ASX futures down 2 points to 7269 as at 3.46am AEST.

  • AUD +0.6% to 67.90 US cents.
  • On, bitcoin was down 3.8% to $US27,820.

  • On Wall St: Dow -0.2% S&P flat Nasdaq +0.1%
  • BHP +0.5% Rio +1.1% Atlassian-3.4%
  • Tesla +1.25% Apple +0.1% Amazon +0.3%
  • Stoxx 50 +0.2% FTSE +1% DAX flat CAC +0.1%
  • Spot gold +0.3 % to $US2,023.08 /oz at 1.53pm in New York
  • Brent crude +2.4% to $US77.12 a barrel
  • Iron ore $US105.10 a tonne
  • 10-year yield: US 3.50% Australia 3.39% Germany 2.32%
  • US prices as of 2pm in New York

United States


Wall Street drifted. The S&P 500 was 0.1 per cent lower in afternoon trading, coming off its worst week in nearly two months. The Dow Jones Industrial Average was down by 93 points, or 0.3 per cent, at 33,580, as of 12:57 p.m. Eastern time, while the Nasdaq composite was less than 0.1 per cent lower.

KKR & Co. earnings fell 26 per cent during the first quarter from a year earlier as a dealmaking drought continued to weigh on the alternative asset manager.

The firm reported $719.3 million in distributable earnings, or 81 cents a share, during the quarter ended March 31, according to a Monday statement. That beat the 74-cent average estimate of 15 analysts surveyed by Bloomberg.

Some small and mid-sized banks rose. PacWest Bancorp rose 2.7 per cent to recover some of its steep 43 per cent plunge last week. It said on Friday night that it’s cutting its dividend to help it build its financial strength. Western Alliance Bancorp was 1.4 per cent higher after drifting down from a bigger morning gain.

They’ve been under heavy pressure as Wall Street hunts for the next weak link following the failures of three US banks since March. Weighed down by much higher interest rates, banks are scrambling to assure Wall Street their deposits are secure and not at threat of seeing a sudden exodus, similar to the runs that toppled Silicon Valley Bank and others.



Oil advanced with a technical correction to the upside after last week’s more-than-$US5 slide, supported by supply disruptions in Canada and US jobs data.

West Texas Intermediate rose as much as 3 per cent on Monday to trade near $73 a barrel amid various supportive factors.
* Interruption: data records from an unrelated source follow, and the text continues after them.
PR #2869, opened 2023-11-15
[PM-4837] Hide TOTP seed copy button when Can view, except password permission set

mpbw2:
## Type of change
- [X] Bug fix
- [ ] New feature development
- [ ] Other

## Objective

Hide the copy button on the TOTP seed field when editing an item where `Can view, except password` permission is set to prevent user from obtaining seed value

## Code changes

* **CipherAddEditPage.xaml:** Use `Cipher.ViewPassword` property to drive copy icon visibility

## Before you submit

### DIFF
--- a/src/App/Pages/Vault/CipherAddEditPage.xaml
+++ b/src/App/Pages/Vault/CipherAddEditPage.xaml
@@ -292,7 +292,7 @@
                             StyleClass="box-row-button, box-row-button-platform"
                             Text="{Binding Source={x:Static core:BitwardenIcons.Clone}}"
                             Command="{Binding CopyCommand}"
-                            IsVisible="{Binding HasTotpValue}"
+                            IsVisible="{Binding Cipher.ViewPassword}"
                             Grid.Row="0"
                             Grid.Column="1"
                             Grid.RowSpan="2"
--- a/src/App/Pages/Vault/CipherAddEditPage.xaml
+++ b/src/App/Pages/Vault/CipherAddEditPage.xaml
@@ -292,7 +292,7 @@
                             StyleClass="box-row-button, box-row-button-platform"
                             Text="{Binding Source={x:Static core:BitwardenIcons.Clone}}"
                             Command="{Binding CopyCommand}"
-                            IsVisible="{Binding Cipher.ViewPassword}"
+                            IsVisible="{Binding AllowTotpCopy}"
                             Grid.Row="0"
                             Grid.Column="1"
                             Grid.RowSpan="2"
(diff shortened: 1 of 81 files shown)


src/App/Pages/Vault/CipherAddEditPage.xaml
```diff
@@ -292,7 +292,7 @@
                             StyleClass="box-row-button, box-row-button-platform"
                             Text="{Binding Source={x:Static core:BitwardenIcons.Clone}}"
                             Command="{Binding CopyCommand}"
-                            IsVisible="{Binding HasTotpValue}"
+                            IsVisible="{Binding Cipher.ViewPassword}"
```
fedemkr, line 295: 🤔 Shouldn't this be `HasTotpValue && Cipher.ViewPassword` in the VM and binded here?

mpbw2: You're right, not sure how I missed that.  Fixed.

src/App/Pages/Vault/CipherAddEditPageViewModel.cs
```diff
@@ -307,6 +307,7 @@ public bool HasCollections
         public bool PasswordPrompt => Cipher.Reprompt != CipherRepromptType.None;
         public string PasswordVisibilityAccessibilityText => ShowPassword ? AppResources.PasswordIsVisibleTapToHide : AppResources.PasswordIsNotVisibleTapToShow;
         public bool HasTotpValue => IsLogin && !string.IsNullOrEmpty(Cipher?.Login?.Totp);
+        public bool AllowTotpCopy => HasTotpValue && (Cipher?.ViewPassword ?? false);
```
fedemkr, line 310: :art: No need for parenthesis and IMO equal to true is more readable.
```suggestion
        public bool AllowTotpCopy => HasTotpValue && Cipher?.ViewPassword == true;
```
Aside from this tiny fix, should we raise property changed when the `Cipher` property changes? I ask because if `Cipher` starts with `null` then if `AllowTotpCopy` gets evaluated will be `false` and when `Cipher` is loaded currently it won't trigger `AllowTotpCopy` property changed so there will be an inconsistency if `ViewPassword` is `true` afterwards. Thoughts?

fedemkr, line 310: :art: No need for parenthesis and IMO equal to true is more readable.
```suggestion
        public bool AllowTotpCopy => HasTotpValue && Cipher?.ViewPassword == true;
```
Aside from this tiny fix, should we raise property changed when the `Cipher` property changes? I ask because if `Cipher` starts with `null` value then if `AllowTotpCopy` gets evaluated will be `false` and when `Cipher` is loaded currently it won't trigger `AllowTotpCopy` property changed so there will be an inconsistency. Thoughts?

mpbw2: Upon closer inspection it looks like the null check isn't necessary so I just removed it.

fedemkr: @mpbw2 I'd add it to prepare for MAUI or we're going to have issues when we merge this change to the maui branch because of how the binding engine works.

fedemkr: @mpbw2 oh and isn't the `RaisePropertyChanged` necessary when `Cipher` changes?

mpbw2: > @mpbw2 oh and isn't raising property changed necessary when `Cipher` changes?

It doesn't appear so - I'm seeing the expected results on test items containing both scenarios (tested on both iOS & Android).  In addition I don't believe changes to `Cipher` are possible beyond the initial load while on the Add/Edit screen, but correct me if I'm missing something.

fedemkr (approved):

Several oil producers in Alberta have shut in almost 150,000 barrels a day because of wildfires, while in the US better-than-expected employment data on Friday eased concerns of an economic slowdown.

“The jobs numbers are certainly helping,” said Paul Horsnell, head of commodities research at Standard Chartered Bank. “But occasionally, the answer to why the price has gone up is the simple one: that it was too low.”

European natural gas halted its decline, after trading near the lowest level since July 2021, highlighting the uncertain outlook for demand as the region fills up its inventories ahead of next winter.

Benchmark next-month futures fluctuated, after falling below €36 a megawatt-hour on Monday. Prices have more than halved since the start of this year amid stable supply, mild weather and stronger contributions to power generation from renewables.


BioNTech reported better-than-expected earnings from coronavirus vaccines as the German company looks to develop products for fighting other infectious diseases and cancer.

First-quarter sales of €1.28 billion ($US1.4 billion) exceeded the €1.1 billion average analyst estimate. Earnings per share reached €2.05, according to a statement Monday. Analysts expected 69 cents.